Saturday, June 4, 2011

Development with pre-requisites and source code security.

Admittedly running a risk of combining two different subjects but they are so linked. One is development with pre-requisite, compiled libraries and other, source code security.
I want to write something on some of the problems arising out of having an extra large codebase, large and geographically scattered development teams. Certainly, we are looking at a distributed version control to help us out here. But I want to see what an individual developer needs to do to accomplish the daily bread-and-butter i.e to read and develop programs, build and test. This is particularly about individual source code management, ease of development and source code security.

Simple things first, how does a developer working on a small piece of that monstrous 4 million lines of code actually build and run the application on a measly desktop ? The actual run-time size of the application is much less troublesome as the time to download the code every morning because I have no idea which other developer has modified what other parts of the code and how it impacts my own code. Basically, there could be so many scattered changes coming in daily over the entire spectrum that the entire codebase on my desktop needs a refresh. Things go out of hand when you now consider that each developer will compile, build the entire code for testing any part of the application. The daily build time for each developer is the biggest blow here.

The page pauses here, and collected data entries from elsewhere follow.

PR #430, opened 2022-09-16
feat(choice): choice card

laurenhu:

We currently don't have an way to display Choice options as Cards

Adds ability to display Choice options as Cards.
Screen Shot 2022-09-16 at 11 23 46 AM

## Other information

https://square.github.io/maker/styleguide/choice-card/#/Choice


src/components/Choice/src/ChoiceCard.vue
```diff
@@ -0,0 +1,83 @@
...
+			$s.ChoiceCard,
+			{
+				[$s.selected]: isSelected,
+				[$s.disabled]: isDisabled,
+			},
+		]"
+		:disabled="isDisabled"
+		@click="selectSelf"
+	>
+		<slot />
```
tatems, line 13: Could we expose whether or not a card is selected to the slot? We use this pattern in checkout and it would make it easier to show/collapse the card content based on selection.

pretzelhammer (approved):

But really, each developer should just download and build code that is being touched by his/her team and now have to worry about all other code and treat it like a black-box. The UI development team almost never touches any code in Application Framework. There is a clear separation of concerns among those development teams. For testing, one needs to entire set of executables.

I have encountered this situation in my prevous stint working as a CAD-PLM application developer, for code written in C++. The method employed there is what I want to share.
We need a really sturdy server with a shared (and read-only) directory, that has a complete and "best-so-far" version of executables. A build machine does a daily build of the entire source code that is checked-in by the EOD and places all executables in this shared directory. We then have all developers map/mount this shared directory to some local directory.
Given this, the developer only downloads code that his/her team deals with and provides the shared directory as a 'include' and 'library' path after the local code. The compilers as well as the runtime environments happily work with the source code on local machine and pre-requisites on the shared path.

An intentional side-effect of this is that not all developers can see all source code, although they have all the executables to play with. The source is neatly divided into sub-directories containing code that belongs to a logical functionality. The version control system can explicitly disallow all but some users from checking-out certain such directories.
Why is hiding source sometimes desirable ,in today's computing world ? I can easily imagine a piece of source code that is truly break-through, with patented algorithms, technologies and what not. Then it follows that the organization does not want just "any" developer to get his hands on the source code - for securing it against tampering as well as source-code theft. What else but source code, is the most important asset of a software development company ? We have had several cases so far, where a sacked, disgruntled employee went out to sell his company's intellectual property for cool bucks. See reports here and here. After such incidents, those companies must have gone overboard, in searching employee baggage on each transit, for any smuggled electronic media.

All this might seem banal but if things do not get arranged in this manner to begin with, it is difficult to pull it back clean.

In the next few entries, I will explore a software licensing mechanism to control software usage, that will also hinge on some source code security. It all depends on some parts of the source code not bing readable by anyone. Secured source code is such a good thing.